INSTRUCTIONS FOR THE TASK —
In the material below, find each line with the string "true" and copy it.
-.-.-
PR #208, opened 2016-01-27
Issue 2180 - UsernameEnumeration - Overly verbose

kingthorin:
Adjust logging, and implement plugin skip if runtime requirements not
met.

Fixes zaproxy/zaproxy#2180

### DIFF
--- a/src/org/zaproxy/zap/extension/ascanrulesBeta/UsernameEnumeration.java
+++ b/src/org/zaproxy/zap/extension/ascanrulesBeta/UsernameEnumeration.java
@@ -36,6 +36,7 @@ import org.parosproxy.paros.network.HttpHeader;
 import org.parosproxy.paros.network.HttpMessage;
 import org.parosproxy.paros.network.HttpRequestHeader;
 import org.parosproxy.paros.network.HttpStatusCode;
+import org.zaproxy.zap.authentication.FormBasedAuthenticationMethodType.FormBasedAuthenticationMethod;
 import org.zaproxy.zap.extension.authentication.ExtensionAuthentication;
 import org.zaproxy.zap.model.Context;
 import org.zaproxy.zap.utils.HirshbergMatcher;
@@ -74,6 +75,9 @@ public class UsernameEnumeration extends AbstractAppPlugin {
 	 */
 	private boolean debugEnabled = log.isDebugEnabled(); 
 
+	private static ExtensionAuthentication extAuth = (ExtensionAuthentication) Control.getSingleton()
+			.getExtensionLoader().getExtension(ExtensionAuthentication.NAME);
+	
 	@Override
 	public int getId() {
 		return 40023;
@@ -117,8 +121,13 @@ public class UsernameEnumeration extends AbstractAppPlugin {
 		//this.debugEnabled = true;
 
 		if ( this.debugEnabled ) log.debug("Initialising");
+		
+		if(!shouldContinue(extAuth.getModel().getSession().getContexts())) {
+			log.info("There does not appear to be any configured contexts using Form-based Authentication. Further attempts during the current scan will be skipped.");
+			this.getParent().pluginSkipped(this); //If there's no context we should just skip this plugin
+			return; //No need to continue
+		}
 	}
-
 
 	/**
 	 * looks for username enumeration in the login page, by changing the username field to be a valid / invalid user, and looking for differences in the response
@@ -141,9 +150,7 @@ public class UsernameEnumeration extends AbstractAppPlugin {
 
 			// Are we dealing with a login url in any of the contexts of which this uri is part
 			URI requestUri = getBaseMsg().getRequestHeader().getURI();
-			ExtensionAuthentication extAuth = (ExtensionAuthentication) Control.getSingleton()
-					.getExtensionLoader().getExtension(ExtensionAuthentication.NAME);
-
+			
 			// using the session, get the list of contexts for the url
 			List<Context> contextList = extAuth.getModel().getSession()
 					.getContextsForUrl(requestUri.getURI());
@@ -160,15 +167,18 @@ public class UsernameEnumeration extends AbstractAppPlugin {
 						// fragment, and POST params
 						// are possibly different from the login page.
 						loginUrl = true;
-						break;
+						log.info(requestUri.toString()+" falls within a context, and is the defined Login URL. Scanning for possible Username Enumeration vulnerability.");
+						break;//Stop checking
 					}
 				}
 			}
 						
 			//the Username Enumeration scanner will only run for logon pages
 			if (loginUrl == false) {
-				log.info("For the Username Enumeration scanner to actually scan this URL, the URL *must* be added to a context, and flagged as the login request in that context!");
-				return;
+				if(this.debugEnabled) {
-.-.-
ANSWER FOR THIS EXERCISE —
 		//this.debugEnabled = true;
 						loginUrl = true;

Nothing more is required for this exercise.